3. 1H-1 as claimed in claim 1, the preparation method of 2,3-triazole class compounds, is characterized in that: the aperture of described Porous Cu is 5 μ m.

4. 1H-1 as claimed in claim 1 or 2,2, the preparation method of 3-triazole class compounds, is characterized in that: described halides is 1:1.0～1.2:1.2～2:0.05～0.15 with the ratio of the amount of substance of end-group alkyne compounds, sodiumazide, Porous Cu.

5. 1H-1 as claimed in claim 3,2, the preparation method of 3-triazole class compounds, it is characterized in that: described halides is 1:1.1:2:0.05 with the ratio of the amount of substance of end-group alkyne compounds, sodiumazide, Porous Cu, and the volumetric usage of described reaction solvent is counted 4ml/mmol with the mole number of halides.

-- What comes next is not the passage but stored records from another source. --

PR #3630, opened 2026-05-27
[16.0][IMP] session_db: use orjson when available

lmignon:
orjson provides better performance than Python's standard json library. Use it when installed.


lmignon:
ping @sbidoul

sbidoul:
A test is failing.

lmignon:
Closing since the performance gain is not significant for such small json documents... The CPU time spent in json.dumps/loads is not significant — round-trip latency to PostgreSQL dominates.

PR #3632, opened 2026-05-29
[19.0][MIG] database_size: Migration to 19.0

dnplkndll:
Port of `database_size` from 18.0 to 19.0 ([migration guide](https://github.com/OCA/maintainer-tools/wiki/Migration-to-version-19.0)).

- `read_group` override → `_read_group`: 19.0 deprecated the public `read_group` (would fail checklog) and the web client no longer routes group views through it, so the old override was both noisy and dead. Re-implemented on the non-deprecated `_read_group` with the 19.0 signature (`groupby`/`aggregates`/`having`/`order`); it still just defaults the group order for the size-report views.
- `_sql_constraints` → `models.Constraint` (kept the `uniq_model_measurement_date` name).
- `_compute_model_name`: justified `# pylint: disable=no-search-all` on the `ir.model` load (small registry table; new 19.0 pylint-odoo check). The `information_schema` references are raw table-size SQL, unrelated to translatable-field jsonb assumptions.


StefanRijnhart (commented):
Thank you. Can I ask why the commits don't reflect the history of the module in 18.0? https://github.com/OCA/server-tools/commits/18.0/database_size

StefanRijnhart:
@FREDDYGAMBOABEDOR I don't think @dnplkndll needs you to burn tokens to explain the OCA processes. The original PR comment above links to the source of your walkthrough (and referring to that link is all that your comment should have done in the first place)

dnplkndll:
> Thank you. Can I ask why the commits don't reflect the history of the module in 18.0? https://github.com/OCA/server-tools/commits/18.0/database_size

sorry my bot squash script was not right back then. looks good now the diff just seems to be 19.0 rebase activity.

database_size/report/ir_model_size_report.py
```diff
@@ -0,0 +1,236 @@
...
+                    )
+                new_domain.append((1, "=", 1))
+            else:
+                new_domain.append(clause)
+        if values:
+            self = self.with_context(**values)
+        return self, new_domain
+
+    @api.model
+    def _where_calc(self, domain, active_test=True):
```
StefanRijnhart: This method no longer exists. When opening the comparison menu and selecting a measurement date and/or a historic measurement date (for which there is data available), `_table_query` will still provide the default contents because these dates have not been inserted in the context. The domain will still filter out the selected dates, so if these are not the defaults the result is an empty list.

This also implies a lack of test coverage (mea culpa).

Data setup:

Image

Report selection:

Image

Snippet from the query returned by `_table_query` using the selection above:

```
select '2026-07-01'::date as measurement_date,
    '2026-06-29'::date as historical_measurement_date,
...
from ir_model_size cur
left join ir_model_size hst
    on cur.model = hst.model
       and hst.measurement_date = '2026-06-29'::date
where cur.measurement_date = '2026-07-01'::date
```

StefanRijnhart (commented):
Code looks good. Data gathering seems to work well. I did find a reporting issue:

database_size/report/ir_model_size_report.py
dnplkndll: sorry missed that where like you said with the test passing. it has shown up often, converted to domain.  does test_database_size_report_web_paths work better, turned green on the convert to domain search.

6. 1H-1 as claimed in claim 1 or 2, the preparation method of 2,3-triazole class compounds, is characterized in that: temperature of reaction is 55～60 ℃, the reaction times is 8～50h.

7. 1H-1 as claimed in claim 5, the preparation method of 2,3-triazole class compounds, is characterized in that: temperature of reaction is 55～60 ℃, the reaction times is 8～50h.